The characteristics of BILD in patients with MM include a relatively short median time to the onset of BILD and a variety of radiographic patterns, such as the DAD, HP, CLS-like and hypoxia types. In particular, two characteristics of BILD may explain why the mortality rate of this study was lower than expected: a lower incidence of DAD-type BILD and high concurrent corticosteroid use with bortezomib. DAD-type DILD is known as a poor prognostic indicator, and the mortality rate among patients who developed gefitinib-related DILD was as high as 30–40%, with all deaths associated with the DAD pattern.(18) Similarly, the fatal case of BILD in the phase I/II study and two of the five fatal cases in this study were also of the DAD type. In contrast to the DAD type, the clinical characteristics of CLS-like and hypoxia-type BILD may respond better to corticosteroid therapy, lowering the mortality rate in these patients. For example, some investigators report that IL-6 and IFN-γ production cause pyrexia, and patients with severe hypoxia display high levels of CRP, IL-6 and TNF-α and elevated IL-6 mRNA expression level due to proteasome inhibition, suggesting that corticosteroid therapy would be an effective treatment for these types of BILD.(21–24) Gotoh et al.(5) report the incidence and mortality of BILD from the results of the JSH retrospective survey, and also suggest that the concomitant use of corticosteroids might reduce the risk of BILD as it shows an odds ratio of 0.055 (P = 0.024). In our study, 85% of patients concurrently received the corticosteroids as a part of the MM regimen, which might be one potential reason why our results for incidence and mortality were lower than expected. In addition, it should be noted that a report on the JSH retrospective survey encouraged the concurrent use of corticosteroids as a part of the MM regimen and resulted in a high concomitant use rate of the corticosteroids in our study.

Although the present study design provides accuracy in determining the population at risk and the best estimates of BILD incidence and mortality, several factors should be taken into consideration when interpreting the results. First, our study observed a 72.2% concordance rate between physician-reported BILD and the panel findings, suggesting that the incidence based on physician-reported BILD may be overestimated. Second, the RMAP is a strong bias to encourage physician report false-positive BILD, resulting in an increased incidence, and the practice of early intervention may lead to a decrease in mortality. Finally, it should be noted that if physicians do not know the specific clinical characteristics of DILD, then BILD may be underdiagnosed and, therefore, underestimated.

Since 2003 when gefitinib-induced DILD became a concern in Japan, most of the molecular targeted drugs have been investigated using all-case PMS. In addition, large-scale PMS data on DILD have been accumulated in Japan over the past decade. As Saito and Gemma(25) report, these PMS data provide the characteristic features, incidence, mortality and risk factors of DILD. In addition, such accumulated information should ensure a favorable benefit–risk balance for drug usage with consideration of the DILD risk factors.

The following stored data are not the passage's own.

PR #113, opened 2018-01-06
Rz performance extension for discussion

ronzeiller:
**Rough Idea for performance calculations.
Beginning with correction of boat speed by calibration values and correction of measuring failure due to leeway. Leeway calculation by raw boat speed and heel.**

This corrected boat speed should also be written to N2k-bus to have it on boat's MFD.

The idea is that raw values (mainly boat speed and apparent wind) coming from N2k-bus should be corrected before SKUpdate. (switched by config settings of course)

As everything depends on boat speed this will be the trigger for all following calculations of
- true wind (config to choose if a user want to take N2k True Wind or calculate by KBox)
- current
- performance (target boat speed, % performance, etc.)

For wind based calculations it could be necessary to have an array to store the last n values for calculate a mean value (e.g. by moving average), but for the beginning the last actual apparent wind values would be taken.

An example of a polar data file (Expedition style) and an idea for a boat speed correction table are enclosed in extras/performance
  
**Terrible!**
I did merge by accident and now even after revert all this files are still shown, so no one can see the performance updates. 👎 
What to do now?
Should I make a new branch with this new files?


sarfata:
> Terrible!
> I did merge by accident and now even after revert all this files are still shown, so no one can see the performance updates. 

You could have changed the base branch so that we would have looked at the differences between the imu branch and this one. Otherwise yes you can create a new branch and just cherry-pick the commit you want in it.

Another way to do it is to use `git rebase -i` in the commend line to get rid of the comments you do not want and only keep what you want.

It's good to have multiple solutions with git because the first one you try does not always work ;)

Issue #101, opened 2019-07-11
[REQUEST] Calculation of density matrices, and spin density matrices


thomaspigeon:
**Is your feature request related to a problem? Please describe.**

thomaspigeon:
I use gbasis to evaluate the spin densities of a molecule. 
The basis informations are first read from a wavefunction file with the help of iodata and the the basis list of tuples is created from the gbasis wrapper with iodata. 
The thing is that to evaluate the spin densities values on a grid, I need the spin density matrices (called one one_dm in the documentation on how to use the function evaluate_density) so I have to recompute the spin density matrices from the alpha/beta coeffs and occupation numbers. I currently do it in a short function.
I am wondering whether it would be useful to add this in gbasis, maybe as an option in the iodata wrapper(or maybe it would be more logical to add it in iodata package). 
What do you think about it ? I could try to make a pull request if you think this is relevant.

FarnazH:
Thanks for your comment and suggestions @thomaspigeon. We have thought about this issue and tried multiple things. The `one_dm` used to be computed by `iodata` in the past, but it was removed because `iodata` is intended to be only a parser module for loading/dumping various file formats (i.e., the `one_dm` might be loaded in one of the formats, but we decided not to include any computations in `iodata` even for sth as simple as `one_dm`)... It also doesn't really belong to `gbasis`, because you need molecular orbitals information to compute density matrices which is not the scope of `gabsis`... So, we believe the `one_dm` computation should be handled in the glue/porcelain code that puts `iodata` and `gbasis` together. This porcelain code would be part of `horton` (which is not available yet) and `chemtools` (which is available, but currently the public `chemtools` still uses `horton2` and it is being changed to use `iodata`, `gbasis`, `grid` & `denspart` modules). In the meanwhile, I think your function for computing `one_dm` is the best solution. Hope this helps.

PaulWAyers:
We already implicitly have the density-matrix and density as "zeroth derivatives" in `gbasis`. So I'm not sure we shouldn't support it.

It's a high-level design decision, really related to how we are going to piece things together. If HORTON is a library of modules with the porcelain that allows them to talk to each other, it is plausible to put this in `gbasis`. It would be nice, probably for numerical efficiency as well as for convenience, if `gbasis` computed the density and its derivatives, and the kinetic energy density and other density-matrix derivatives, and the Fock matrix and such. That's sort of the way it is in the current spec. 

[...]

PR #165, opened 2024-01-29
Add functions for 1rdms and 2-body exchange hole

sanchezw17:
This PR adds functions to evaluate 1-electron rdms and two-body exchange holes as functions of their atomic orbitals. The functions to evaluate the 1rmds are very similar to the preexisting functions which evaluate density; the major difference is the new functions take a list of points as one of their arguments opposed to a single set of points.

I also made small edits in density.py variable names. There were a few occasions where the var_name mentioned in docustrings did not match those used in the actual function bodies.

## Checklist

- [ ] Update documentation
- [ ] Rebase onto master

## Type of Changes

|   | Type |


PaulWAyers:
This has showed up in workflows three times in the last year, so I told @sanchezw17 to implement in `gbasis` rather than reinventing the wheel once more. It also addresses #101

msricher (commented):
Looks good to me!

leila-pujal:
hi @sanchezw17, thanks a lot for your PR. I am currently going through the code. I was just testing your new function `evaluate_dm_using_evaluated_orbs`  with an oxygen atom fchk using ccpvtz basis (total of 30 atomic orbitals). At the begning I used a random molecular grid of ~5000 grid points and it tried to allocate 190GB of memory to do the einsum in line 151 of density.py. Probably you already were aware of this because the output array for that function is (Npoints_1, Npoints_2, K_orb, K_orb) but I just wanted to write it here. Maybe we should put a warning or an assertion for a limit on how big the output matrix could be? So einsum does not crash? Please write any thoughts you may have on this topic, or anyone else who is tagged to this PR.

gbasis/evals/density.py
```diff
@@ -625,7 +783,7 @@ def evaluate_posdef_kinetic_energy_density(
     min_output = np.min(output)
```
leila-pujal: I think you forgot to change `output` to `posdef_kindetic_energy_density`. Also, maybe you have a typo there and wanted to use `posdef_kinetic_energy_density`? Just double checking

gbasis/evals/density.py
```diff
@@ -95,12 +95,170 @@ def evaluate_density(one_density_matrix, basis, points, transform=None, threshol
...
+    Returns
+    -------
+    dm_on_grid : np.ndarray(N1,N2,K_orb,K_orb)
+        Density Matrix evaluated at `N1,N2` grid points.
+
+    """
+
+    orb_evals = []
+    # evaluate basi(e)s on the point set(s)
+    for grid in points_list:
```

In conclusion, we observed lower incidence (4.5%) and mortality rates (0.5%) for BILD than expected in the Japanese patients with relapsed and refractory MM. These patients also exhibited unique clinical and radiographic features and a better prognosis than previously expected. Our findings suggest that a postmarketing noninterventional observational study design that incorporates consecutive registration and continuous monitoring of all patients under the RMAP will provide the most accurate results. This design is an effective way to manage the risk minimization and accurate estimation of the true incidence and mortality rates, and to identify clinical characteristics of pulmonary-related adverse events, especially for new molecular targeted anticancer drugs.